[Marxism] Chicago 1968, a different kind of convention

Mark Lause MLause at cinci.rr.com
Sun Jul 25 19:08:36 MDT 2004

Thanks for sharing the memories, Brian.

I was getting out of high school that spring.  It was politically one
hell of a senior year.  Public opinion generally flipped on the war in
1967-68, and even in my small blue collar Missouri town, opposition to
the war made for an educational year.  All of us facing college and/or
the draft had soaring hopes with the Democratic primaries that destroyed
the LBJ relection bid.  Johnson pulled out after the New Hampshire
primary, Robert F. Kennedy jumped in, but Martin Luther King was
brutally killed that April.  Nobody in my circle actually believed it
was another lone nut.

That summer, a cluster of us were having our first taste of factory life
with a few months broiling under a thin roof that baked the insides up
to 120 degrees and thereabouts.  We were all the kids of people who
worked there and it certainly gave us all a real appreciation of class.
During breaks and at lunch, the college-bound kids sat around and
discussed the work experience, politics, and the connection between
them.  I had just gotten my paws on a biography of Gene Debs and decided
that I certainly must be some sort of "socialist," but practical enough
to hope that our first champion in the primaries Gene McCarthy would get
the nomination and fully realistic enough to expect that the more
popular Kennedy would win in the end.  After all, as far as I knew,
there were no more of those people called "socialists" in America.

We were full of energy at that age, and would pop out of work, hurry
home and then get out and spend a couple of hours socializing before
having to turn in.  I still remember us hanging out drinking beer in a
bowling alley parking lot wondering what the White House would do when
Bobby Kennedy won the California primary.  I remember like yesterday,
going home with a rather nice buzz, turning on the tube and finding out.

We had hoped to BS our way into getting a week off and driving to
Chicago, but one of the fellow's father nipped that idea in the bud.  He
said there was going to be trouble.  What trouble could he possibly have
meant?  We were so naïve.

It is said that the policeman's billy, not tracts, makes
revolutionaries.  The Democratic convention of 1968 marked a major shift
in the history of American politics.  In that decade, confidence in the
political parties and the electoral system collapsed.  The Democratic
Party betrayed the stated will of its voting base and it has rarely
looked back in its headlong rush to the orientation of what became the
Democratic Leadership Council in the mid-1970s. 

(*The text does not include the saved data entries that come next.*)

PR #11982, opened 2026-05-21
Change order custom status via api

### LINKED ISSUE #11927: PurchaseOrder PATCH accepts status_custom_key, but does not persist valid custom status

### Describe the bug*

`PATCH /api/order/po/{id}/` appears to accept `status_custom_key`, but a valid custom status is not persisted.

### Steps to Reproduce

1. Confirm custom PO status exists via API: `GET /api/generic/status/custom/?reference_status=PurchaseOrderStatus`
```json
[
  {
    "key": 110,
    "name": "NEEDS_APPROVAL",
    "label": "Needs Approval",
    "logical_key": 10,
    "reference_status": "PurchaseOrderStatus"
  }
]
```
2. Confirm target PurchaseOrder is has correct logical status.
```json
{
  "pk": 282,
  "status": 10,
  "status_text": "Pending",
  "status_custom_key": 10
}
```
3. PATCH with valid custom key for the current logicial status
```json
curl --request PATCH \
  --url https://<host>/api/order/po/282/ \
  --header 'Authorization: Token <redacted>' \
  --header 'Content-Type: application/json' \
  --data '{
    "status_custom_key": 110
  }'
```

### Expected behaviour

`status_custom_key` should persist.

```json
{
  "status": 10,
  "status_custom_key": 110
}
```

### Deployment Method

None

### Version Information

Inventree version 1.3.2
API version 477
Python 3.14.3
Django 5.2.13
Commit Hash a60e85b

I tried to reproduce

Reproducible

### Relevant log output

```shell

```

johnluetke:
Fixes #11927

As discussed in the issue, an order's custom status key can be updated via the API. 

Validation has been added to ensure that the custom_status_key value is aligned to the current logical state of the order.


SchrodingersGat (approved):

SchrodingersGat:
@johnluetke nice clean implementation :)

matmair (approved):
Looks good;
there are a few formatting things, those could be fixed with pre-commit or prek; I will submit them shortly

src/backend/InvenTree/order/serializers.py
```diff
@@ -118,11 +118,19 @@ class AbstractOrderSerializer(
...
-    status_text = serializers.CharField(source='get_status_display', read_only=True)
+    status_text = serializers.CharField(read_only=True)
 
     # status field cannot be set directly
     status = serializers.IntegerField(read_only=True, label=_('Order Status'))
 
+    # can be set directly, but must be valid for the current order status
+    status_custom_key = serializers.IntegerField(
+        label=_('Custom Status Key'),
+        help_text=_('Update order status to a custom value for this logical value'),
```
matmair, line 133: With this set we loose dynamic choice enumeration in the schema description; @SchrodingersGat is that acceptable or should we patch the schema generation mechanism

johnluetke: I've been trying to familiarize myself with how this works, but don't quite understand how it broke. It seems like the schema now thinks that the `status` and `custom_status_key` fields are more tightly coupled now? 

If you can point me in the right direction, I can see if my solution can be implemented in a way that doesn't change this.

SchrodingersGat: @matmair what would you propose as an alternative?

matmair: Deleting the description or patching our custom schema generator to still add the choices if a description is set on a serializer.

SchrodingersGat:
@johnluetke you will need to add a new entry into `InvenTree/api_version.py` because the API surface has changed.

src/backend/InvenTree/order/models.py
```diff
@@ -589,6 +589,21 @@ def order_address(self):
...
 
+    @property
+    def status_text(self):
+        """Return the text representation of the current status. This will consider any custom status."""
+        if self.get_custom_status() is not None:
+            from generic.states.custom import (
+                get_logical_value as get_custom_state_logical_value,
+            )
+
+            custom_status = get_custom_state_logical_value(
```
SchrodingersGat, line 601: This is going to result in a [N + 1 query problem](https://www.baeldung.com/cs/orm-n-plus-one-select-problem) - each retrieved item will have multiple database hits.

In fact, this problem already exists in the codebase. I'm currently working on a patch for this which I will amend to your branch

SchrodingersGat:
@johnluetke I have addressed the mentioned query issue, which has unfortunately introduced some conflicts here, but they should be minor.

Please review the changes I made in https://github.com/inventree/InvenTree/pull/12055 - you may have to adjust your approach here slightly

matmair:
@johnluetke we are slowly closing in on the 1.4 release - can you please try to address in the conflict in the next few weeks?

src/backend/InvenTree/order/models.py
johnluetke: After rebasing, I saw you fix for N+1 come in

johnluetke:
> @johnluetke we are slowly closing in on the 1.4 release - can you please try to address in the conflict in the next few weeks?

Done. Sorry it took so long.

src/backend/InvenTree/order/models.py
matmair: looking at the run results I do not think you have solved the n+1 issue

you can run the test `order.test_api.PurchaseOrderTest.test_po_custom_status_query_count` locally via this cli command `invoke dev.test --runtest order.test_api.PurchaseOrderTest.test_po_custom_status_query_count`

johnluetke: Yes i was notified of the test failures a few minutes ago.

SchrodingersGat:
@matmair are you happy with this?

src/backend/InvenTree/order/models.py
```diff
@@ -590,6 +590,21 @@ def order_address(self):
         """Return the Address associated with this order."""
         return self.address or self.company.primary_address
 
+    @property
+    def status_text(self):
+        """Return the text representation of the current status. This will consider any custom status."""
```
SchrodingersGat, line 595: I am concerned that this approach will result in the same `N+1` issue as the one I fixed in the other PR. Have you done any specific testing here for large query sets?

SchrodingersGat:
Conflicts fixed, I am looking into whether the new updates cause an "N + 1" issue

SchrodingersGat:
@johnluetke thanks for the contribution 😁

matmair:
This broke a few frontend status rendering functions; fixed in https://github.com/inventree/InvenTree/pull/12184/commits/c179abd5ee51d54a94fcf4a5c18839734c0577a9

In any event, that week in 1968 clarified everything for many of us.
>From that point on, we had a gut-level understanding of the place of
American citizens in the system, of the nature of imperialism, and of
the importance of class and ideology that could make you a target just
as completely as race.  

Another old friend from Chicago used the expression "68-er" to define
the experience of that year--rather hearkening back to that of the
"48-ers" of the last century.  However, we were not driven into exile.

That fall, when I joined the SDS, the grand old timers of the movement
were 21 or 22-year olds, some of them returning Vietnam veterans.  We
had few to tell us much about previous movement experience.  The upsurge
we face will be different.  And, in part, we have the experience of 1968
to thank for it.

Mark L.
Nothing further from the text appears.